ACL & Lethal Trifecta
Access Control Levels and the three-capability threat model Edison Watch enforces against prompt-injection data exfiltration.
Edison Watch prevents data exfiltration by detecting and blocking the combination of capabilities required for an attack.
The Threat: Prompt Injection
AI agents are vulnerable to prompt injection-malicious instructions hidden in external content (like a web page or file) that manipulate the AI into exfiltrating sensitive data.
The Lethal Trifecta
Exfiltration requires three capabilities. Edison Watch tracks these via per-session monotonic flags:
| Capability | Security Flag | Action |
|---|---|---|
| Private Data Access | read_private_data | AI reads internal files, DBs, or docs. |
| Untrusted Content | read_untrusted_public_data | AI fetches data from the internet. |
| External Communication | write_operation | AI sends data out (Slack, Email, APIs). |
Enforcement Logic: If a session has accessed both Private Data AND Untrusted Content, any subsequent External Communication is paused for human approval.
Session State
State is tracked in the Edison server and is monotonic: once a flag is set (e.g., Private Data accessed), it cannot be unset for that session. This prevents "reset" attacks.

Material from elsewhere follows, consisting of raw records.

Issue #407, opened 2019-01-16
Invalid camera parameters in gazebo_depthCamera plugin


jchevrie:
The values of `focalLengthX` and `focalLengthY` returned by the plugin (when asking the intrinsic parameters of the camera through rpc via `visr get intp`) seem to be expressed in meters, while they are expressed in pixel size in the case of hardware components (for example the realsense2Driver in YARP).

This should be fixed so that the simulation provides the same interface as the hardware, or was there a reason behind this behavior?

Nicogene:
Good catch, @traversaro is right, in [realsense documentation](https://github.com/IntelRealSense/librealsense/wiki/Projection-in-RealSense-SDK-2.0#intrinsic-camera-parameters) there is written that `fx` and `fy` are represented as a multiple of pixel width and height.

It is a bug inside a `realsense2` driver, a conversion should be done in order to have it in mm.

traversaro:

Access Control Levels (ACL)
ACLs prevent sensitive data from flowing to lower-sensitivity destinations regardless of the Trifecta state.
| Level | Rule |
|---|---|
| PUBLIC | Can flow anywhere. |
| PRIVATE | Cannot flow to PUBLIC. |
| SECRET | Cannot flow to PRIVATE or PUBLIC. |
Example: If an agent reads a database marked SECRET, it is immediately blocked from posting to a PUBLIC Slack channel.